One of the hallmarks of cancer is altered metabolism or deregulating cellular energetics. Cancers cells often have reprogrammed their glucose metabolism to perform lactic acid fermentation, in the presence of oxygen, rather than send the pyruvate made through glycolysis to the mitochondria. This is referred to as the Warburg effect and is associated with high consumption of glucose and a high rate of glycolysis. ATP production in these cancer cells is often only through the process of glycolysis and pyruvate is broken down by the fermentation process in the cell's cytoplasm.

This phenomenon is often seen as counterintuitive, since cancer cells have higher energy demands due to the continued proliferation and respiration produces significantly more ATP than glycolysis alone (fermentation produces no additional ATP).

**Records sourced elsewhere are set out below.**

Issue #3199, opened 2018-01-27
opam pin fails adding new or multiple packages when --no-action is present


kit-ty-kate:
For now the opam pin command used with the --no-action/-n argument fails if the package pinned is new or if we try to add multiple packages from a single directory.
This behaviour does not really matches the intended purpose of --no-action, namely:
```
Just record the new pinning status, and don't prompt for
(re)installation or removal of affected packages.
```
Moreover the default behaviour in opam 1.2.2 in regards to adding new package was to add them anyway. --no-action didn't really play any role there but imho for scripts it is important to keep this behaviour and to be able to pin packages without installing them.

AltGr:
Could you give details on the interaction you are expecting ? By 'new', do you mean a package without metadata ?

This works:
```
% cat >opam
opam-version: "2.0"  
version: "test"
build: "false"
% opam pin -n .
Package foo does not exist, create as a NEW package ? [Y/n] y
[foo.~dev] synchronised from file:///tmp/foo
[WARNING] Failed checks on foo package definition from source at file:///tmp/foo:
    error 23: Missing field 'maintainer'
    error 25: Missing field 'authors'
    error 35: Missing field 'homepage'
  warning 36: Missing field 'bug-reports'
foo is now pinned to file:///tmp/foo (version test)
```

AltGr:
@kit-ty-kate Do you have any details on this ? I confirm that you are expecting the right thing from `-n`

kit-ty-kate:
Oh sorry I missed your first ping. Hum, well your example above doesn't work if you are using docker for instance. Of course if we add ```-y``` to the pin command it works but my point being that the behaviour is different between pining an existing package and pinning a new (that doesn't exist yet in the list of packages) or multiple packages because opam first asks questions like "do you want to continue" here.

AltGr:
Hmm, maybe it's the wording that is wrong then. The message should be understood as "don't prompt for **(re)installation or removal of affected packages**", not "**don't prompt** for (re)installation or removal of affected packages".

The important part is that it won't run the installation actions, not the fact that it will prompt (for other reasons). Was that the unclear part, and should we just clarify the wording, or do you think more is needed ?

rjbou:
ping @kit-ty-kate

dra27:
Would this be better, getting rid of the word "prompt" completely?

```
Only record the new pinning status; affected packages will
not be (re)installed or removed.
```

PR #6309, opened 2024-11-21
Don't ask confirmation when pinning a new package

kit-ty-kate:
Fixes https://github.com/ocaml/opam/issues/3199

While reading https://github.com/ocaml/opam/issues/3199 i asked myself why this question was asked and i couldn't find any reason. It was added in https://github.com/ocaml/opam/pull/1335 with no reasoning behind it either.

In my opinion the question is redundant as the user is already asking to pin the package(s).

### DIFF
--- a/master_changes.md
+++ b/master_changes.md
@@ -47,6 +47,7 @@ users)
 ## Pin
   * [NEW] Make it so pin list display the current revision of a pinned repository in a new column [#6274 @desumn - fix #5533]
   * [BUG] Stop double pin of packages located in ./opam/opam [#6343 @kit-ty-kate - fix #6342]
+  * Don't ask confirmation when pinning an unknown package (absent from repositories) [#6309 @kit-ty-kate @rjbou - fix #3199]
 
 ## List
 
--- a/src/client/opamPinCommand.ml
+++ b/src/client/opamPinCommand.ml
@@ -491,12 +491,10 @@ and source_pin
       version, None
   in
 
-  if not (OpamPackage.has_name st.packages name) &&
-     not (OpamConsole.confirm
-            "Package %s does not exist, create as a %s package?"
-            (OpamPackage.Name.to_string name)
-            (OpamConsole.colorise `bold "NEW"))
-  then raise Aborted;
+  if not (OpamPackage.has_name st.packages name) then
+    OpamConsole.note "Package %s does not exist in opam repositories \
+                      registered in the current switch."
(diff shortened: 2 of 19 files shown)


master_changes.md
```diff
@@ -43,6 +43,7 @@ users)
 ## Config
 
 ## Pin
+  * Don't ask confirmation when pinning a new package [#6309 @kit-ty-kate]
```
rjbou, line 46:
```suggestion
  * Don't ask confirmation when pinning a unknown package (absent from repositories) [#6309 @kit-ty-kate]
```

rjbou:
Discussion on dev meeting: add a note instead of a question

master_changes.md
kit-ty-kate: done

src/client/opamPinCommand.ml
```diff
@@ -491,12 +491,9 @@ and source_pin
...
   in
 
-  if not (OpamPackage.has_name st.packages name) &&
-     not (OpamConsole.confirm
-            "Package %s does not exist, create as a %s package?"
-            (OpamPackage.Name.to_string name)
-            (OpamConsole.colorise `bold "NEW"))
-  then raise Aborted;
+  if not (OpamPackage.has_name st.packages name) then
+    OpamConsole.note "Package %s was unknown until now"
```
kit-ty-kate, line 495: If anyone has a better idea feel free to change it

rjbou: Suggestion
```suggestion
    OpamConsole.note "Package %s does not exist in registered repositories."
```

kit-ty-kate: as a user i would find this message confusing. The repositories we refer to here are opam repositories but they might understand source repositories instead since the command does something with a source repository usually.

rjbou:
```suggestion
    OpamConsole.note "Package %s does not exist in opam repositories registered in the current switch."
```
?

kit-ty-kate: actually i'm not sure. What do we want to say? Maybe something like:
```suggestion
    OpamConsole.note "%s is a new package."
```

rjbou: The general idea is that we want to give the information that the package is not know (from loaded repositories), like that the user can check if it is not the intended behaviour: a typo in cli, in opam file, etc.

rjbou (approved):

Typically, there is an up-regulation in glucose transporters and enzymes in the glycolysis pathway (also seen in yeast). There are many parallel aspects of aerobic fermentation in tumor cells that are also seen in Crabtree-positive yeasts. Further research into the evolution of aerobic fermentation in yeast such as S. cerevisiae can be a useful model for understanding aerobic fermentation in tumor cells. This has a potential for better understanding cancer and cancer treatments.

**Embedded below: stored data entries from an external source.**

PR #6313, opened 2024-11-26
Run shellcheck on shell/install.sh and make it pass, add a CI job to check next changes

kit-ty-kate:
This is a partial subset of https://github.com/ocaml/opam/pull/5778.
This PR is meant as a way to more easily kickstart the use of shellcheck to lint checkout shell scripts.

Details of reason behind the shell changes:
* [SC2006](https://www.shellcheck.net/wiki/SC2006): `$()` vs backticks
* [SC2268](https://www.shellcheck.net/wiki/SC2268): The x-prefix is actually unnecessary
* POSIX shell doesn't support `local`
* [SC2145](https://www.shellcheck.net/wiki/SC2145): `$@` in strings
* missing quotes
* [SC2162](https://www.shellcheck.net/wiki/SC2162): `read` without `-r` will interpret backslashes
* variables inside the format string for `printf` could contain `%` which could make the command fail

This PR also make sure the script keeps passing `shellcheck` by adding it to our CI.

### DIFF
--- a/.github/scripts/main/hygiene.sh
+++ b/.github/scripts/main/hygiene.sh
@@ -124,4 +124,17 @@ please run dune exec --root=. -- ./ci.exe from .github/workflows and fixup the c
 fi
 (set +x ; echo -en "::endgroup::check workflow generation\r") 2>/dev/null
 
+###
+# Shellcheck
+###
+
+(set +x ; echo -en "::group::check shell scripts using shellcheck\r") 2>/dev/null
+if shellcheck shell/install.sh ; then
+  (set +x; echo "shell/install.sh: OK") 2>/dev/null
+else
+  (set +x; echo -e "shell/install.sh: \e[31mERROR\e[0m") 2>/dev/null
+  ERROR=1
+fi
+(set +x ; echo -en "::endgroup::check shell scripts using shellcheck\r") 2>/dev/null
+
 exit $ERROR
--- a/.github/workflows/ci.ml
+++ b/.github/workflows/ci.ml
@@ -492,6 +492,7 @@ let hygiene_job (type a) ~analyse_job (platform : a platform) ~oc ~workflow f =
          "done";
        ]
     ++ run "Hygiene" ~cond:(Or[Predicate(true, Contains("steps.files.outputs.modified", "configure.ac"));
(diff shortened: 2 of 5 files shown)


ElectreAAS:
Nice to see this going forward!

.github/workflows/ci.ml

Aerobic fermentation in other non-yeast species

Plants

Alcoholic fermentation is often used by plants in anaerobic conditions to produce ATP and regenerate NAD⁺ to allow for glycolysis to continue. For most plant tissues, fermentation only occurs in anaerobic conditions, but there are a few exceptions. In the pollen of maize (Zea mays) and tobacco (Nicotiana tabacum & Nicotiana plumbaginifolia), the fermentation enzyme ADH is abundant, regardless of the oxygen level. In tobacco pollen, PDC is also highly expressed in this tissue and transcript levels are not influenced by oxygen concentration. Tobacco pollen, similar to Crabtree-positive yeast, perform high levels of fermentation dependent on the sugar supply, and not oxygen availability. In these tissues, respiration and alcoholic fermentation occur simultaneously with high sugar availability. Fermentation produces the toxic acetaldehyde and ethanol, that can build up in large quantities during pollen development. It has been hypothesized that acetaldehyde is a pollen factor that causes cytoplasmic male sterility. Cytoplasmic male sterility is a trait observed in maize, tobacco and other plants in which there is an inability to produce viable pollen. It is believed that this trait might be due to the expression of the fermentation genes, ADH and PDC, a lot earlier on in pollen development than normal and the accumulation of toxic aldehyde.

Trypanosomatids

When grown in glucose-rich media, trypanosomatid parasites degrade glucose via aerobic fermentation. In this group, this phenomenon is not a pre-adaptation to/or remnant of anaerobic life, shown through their inability to survive in anaerobic conditions. It is believed that this phenomenon developed due to the capacity for a high glycolytic flux and the high glucose concentrations of their natural environment. The mechanism for repression of respiration in these conditions is not yet known.

E. coli mutants

A couple of Escherichia coli mutant strains have been bioengineered to ferment glucose under aerobic conditions. One group developed the ECOM3 (E. coli cytochrome oxidase mutant) strain by removing three terminal cytochrome oxidases (cydAB, cyoABCD, and cbdAB) to reduce oxygen uptake. After 60 days of adaptive evolution on glucose media, the strain displayed a mixed phenotype. In aerobic conditions, some populations' fermentation solely produced lactate, while others performed mixed-acid fermentation.